Conceptual Contrastive Edits in Textual and Vision-Language Retrieval
Maria Lymperaiou, Giorgos Stamou
TL;DR
The paper tackles interpretability of textual and vision-language retrieval by post-hoc conceptual contrastive edits in a model-agnostic setting. It formulates substitutions as a minimum-weight bipartite matching on a bipartite graph $(S,T,E)$ with weights $w_{s\rightarrow t}$ and constraints $\sum_{t} x_{s\rightarrow t}=1$, $\sum_{s} x_{s\rightarrow t} \le 1$, solved by the Hungarian algorithm in $O(|S||T|\log|S|)$ time. It introduces an ACE metric, defined as $ACE=\frac{\mathbb{E}[|o - o^*| / o]}{n} \times scale$, to quantify per-word influence on ranking outcomes. Experiments on LR and VL retrieval using Flickr reveal POS-specific effects, invariance patterns, and cross-modal differences, highlighting model biases and the value of controllable, explainable interventions for unimodal and VL retrieval.
Abstract
As deep learning models grow in complexity, achieving model-agnostic interpretability becomes increasingly vital.

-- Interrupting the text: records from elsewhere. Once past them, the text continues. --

Issue #363, opened 2022-09-14
API endpoint to get the latest finalised data model by data model label


GBishop-PHSA:
# Description

The API currently provides a Get request to return the latest data model using the data model path (label and optional version number). When the version number is excluded from the path, it returns draft models, if one exists for that label. An additional request parameter to limit results to the latest finalised data model would be helpful for sharing links to published data models through email or internal documents.

# Additional context

Current API request to find latest data model by label: 
http://localhost:4200/#/catalogue/dataModel/dm:PATH
* where PATH can also include a specific version number,  dm:SampleModel$1.0.0

New request parameter for API request to find latest finalised data model by label:
http://localhost:4200/#/catalogue/dataModel/dm:PATH?finalised=true
* where PATH does not include a version number,  dm:SampleModel?finalised=true

GBishop-PHSA:
Ready for review
mdm-ui PR: https://github.com/MauroDataMapper/mdm-ui/pull/665
mdm-core PR: https://github.com/MauroDataMapper/mdm-core/pull/364

joe-crawford:
Closing as completed.

PR #364, opened 2022-09-28
gh-363 request param to select finalized models by label

GBishop-PHSA:
gh-363 Provide a path in the API to view the latest finalised datamodel

eg. http://localhost:8080/api/dataModels/path/dm:DM_LABEL?finalised=true

### DIFF
--- a/mdm-core/grails-app/controllers/uk/ac/ox/softeng/maurodatamapper/core/path/PathController.groovy
+++ b/mdm-core/grails-app/controllers/uk/ac/ox/softeng/maurodatamapper/core/path/PathController.groovy
@@ -56,9 +56,10 @@ class PathController extends RestfulController<CatalogueItem> implements MdmCont
             }
 
             // Permissions have been checked as part of the interceptor
-            pathedResource = pathService.findResourceByPathFromRootResource(resource as MdmDomain, params.path)
+            pathedResource = pathService.findResourceByPathFromRootResource(resource as MdmDomain, params.path, null, [finalised: params.finalised])
         } else {
-            pathedResource = pathService.findResourceByPathFromRootClass(params.securableResourceClass, params.path, currentUserSecurityPolicyManager)
+            pathedResource =
+                pathService.findResourceByPathFromRootClass(params.securableResourceClass, params.path, currentUserSecurityPolicyManager, [finalised: params.finalised])
         }
 
         if (!pathedResource) return notFound(DomainClass, params.path)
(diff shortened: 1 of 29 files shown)


joe-crawford:
@GBishop-PHSA, thanks, this looks like a good solution, however there's some errors in the tests relating to the path endpoints for folders. I think this may need some more handling for Versioned Folders (which should work like DataModels).

https://jenkins.cs.ox.ac.uk/job/Mauro%20Data%20Mapper/job/mdm-core/job/PR-364/1/display/redirect

mdm-core/grails-app/controllers/uk/ac/ox/softeng/maurodatamapper/core/path/PathController.groovy
```diff
@@ -58,7 +58,8 @@ class PathController extends RestfulController<CatalogueItem> implements MdmCont
             // Permissions have been checked as part of the interceptor
             pathedResource = pathService.findResourceByPathFromRootResource(resource as MdmDomain, params.path)
```
joe-crawford, line 59: Does this method `pathService.findResourceByPathFromRootResource` also need changing as it looks like a similar route into looking up a domain by its path?

joe-crawford (changes requested):

GBishop-PHSA:
@joe-crawford I'm having an issue getting the tests to fail locally so I'm not sure how to investigate the failures

./gradlew -Dgradle.functionalTest=true :mdm-core:integrationTest
3 failed tests in AsyncJobFunctionalSpec

./gradlew -Dgradle.functionalTest=true :mdm-plugin-datamodel:integrationTest
1 failed test in DataModelFunctionalSpec

joe-crawford:
Thanks @GBishop-PHSA, this looks good and I'll merge it. I've made some minor tweaks in a branch `feature/gh-363` on this repo, could you pull those to your branch then I'll merge the PR?
- Auto reformat using the IntelliJ code style XML file
- Add extra abstract method without the params arg

The test failures originally were all HibernateOptimisticLockingFailureException or StaleStateException, basically these are sometimes expected failures of the Hibernate optimistic locking strategy that in actual use would need to be retried. They're related to a performance/reliability trade off of Hibernate, if they occurred more often in actual use it would be a problem but usually these happen just on the test server. They've passed after rerunning Jenkins.

GBishop-PHSA:
@joe-crawford, Thanks for looking at this. I've pulled in your changes and squashed the commits.

joe-crawford:
@GBishop-PHSA, Great, thank you!

joe-crawford (approved):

In this work, we employ post-hoc conceptual contrastive edits to expose noteworthy patterns and biases imprinted in representations of retrieval models. We systematically design optimal and controllable contrastive interventions targeting various parts of speech, and effectively apply them to explain both linguistic and visiolinguistic pre-trained models in a black-box manner. Additionally, we introduce a novel metric to assess the per-word impact of contrastive interventions on model outcomes, providing a comprehensive evaluation of each intervention's effectiveness.